The most powerful passports in the world for 2021

(CNN) – The gap is widening between the world’s north and south when it comes to travel freedoms, according to the first 2022 report from London-based citizenship and global residency consultancy Henley & Partners.

The firm Henley Passport Index, based on proprietary data provided by the International Air Transport Association (IATA), has been monitoring the world’s most user-friendly passports regularly since 2006.

It says the growing barriers to travel that were introduced during the Covid pandemic have resulted in the largest global mobility gap in the index’s 16-year history.

The index does not take into account temporary restrictions, so leaving out current travel access, passport holders at the top of its rankings – Japan and Singapore – can, in theory, travel visa-free to 192 destinations. . .
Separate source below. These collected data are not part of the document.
PR #2494, opened 2024-11-12
Suppress some previously deprecated methods from API docs

mwaskom:
Housekeeping PR to hide some fully-deprecated (i.e., erroring out) methods from our API docs. I also standardized some of the messages and reformatted a few to show up better in the AST-based `inv show-deprecations` helper.

### DIFF
--- a/modal/app.py
+++ b/modal/app.py
@@ -126,6 +126,38 @@ class _FunctionDecoratorType:
         ...
 
 
+_app_attr_error = """\
+App assignments of the form `app.x` or `app["x"]` are deprecated!
+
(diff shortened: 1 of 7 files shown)


mwaskom:
Could also be convinced that it's time to remove a couple of these fully, but I think it's friendly to keep the errors around for a while in case people try to revive old code (or use an LLM with a stale knowledge base or something).

mwaskom:
@prbot approve (docs changes only)

erikbern:
Nice. Some of these are super old and we can probably remove them at this point!

PR #2495, opened 2024-11-13
Support ImageGetOrCreate returning build results and skipping ImageJoinStreaming

freider:
If an image is already built we let that get returned by ImageGetOrCreate instead of doing another roundtrip with ImageJoinStreaming. 

If a result is not provided, we still go through ImageJoinStreaming as usual, but this lets us shave of one RPC per image build layer at deploy/run time


tasks.py
```diff
@@ -149,6 +149,7 @@ def type_check(ctx):
         "modal/_utils/shell_utils.py",
         "test/cls_test.py",  # see mypy bug above - but this works with pyright, so we run that instead
         "modal/_container_io_manager.py",
+        "modal/image.py",
```
freider, line 152: I ran pyright on image.py while developing this to give some more confidence in not breaking in branching of the code that might not be tested, so I fixed the few type errors in that file while I was at it and added it to the allow list here so we check it going forward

That’s 166 more destinations than Afghan nationals, which sit at the bottom of the 199 passport index, and can only access 26 countries without needing a visa in advance.

Europe dominates

Further in the top 10, the ranking remains virtually unchanged as we enter the first quarter of 2022. South Korea is tied with Germany for second (with a score of 190) and Finland, Italy. , Luxembourg and Spain are all together in third place. (with a score of 189).

EU countries dominate at the top of the list as usual, with France, the Netherlands and Sweden climbing one place to join Austria and Denmark in fourth place (with a score of 188) . Ireland and Portugal are in fifth place (with a score of 187).

The US and UK, which together held first place in 2014, have regained some ground. They moved up from one rank to sixth place, alongside four other nations with a history of isolationism or neutrality: Switzerland, Norway, Belgium and New Zealand.

At # 7 we have Australia, Canada, the Czech Republic, Greece and Malta. Eastern European countries make up the remainder of the top 10. Hungary and Poland climbed to eighth place, Lithuania and Slovakia climbed to No. 9, and Estonia, Latvia and Slovenia. are in tenth position.

Germany has the highest ranked European passport.

Alex Grimm / Getty Images

Positive internal migration

The latest report notes that the appearance at the end of last year of the Omicron variant highlighted a growing gap in international mobility between rich and poor countries, highlighting the severe restrictions introduced against predominantly African nations. which UN Secretary General Antonio Guterres has described as akin to “travel apartheid”.

Aside from the pandemic, overall levels of travel freedom have increased dramatically over the past two decades. The Henley Passport Index in 2006 found that an individual could, on average, visit 57 countries without needing to obtain a visa in advance. Today that number is 107 – almost double.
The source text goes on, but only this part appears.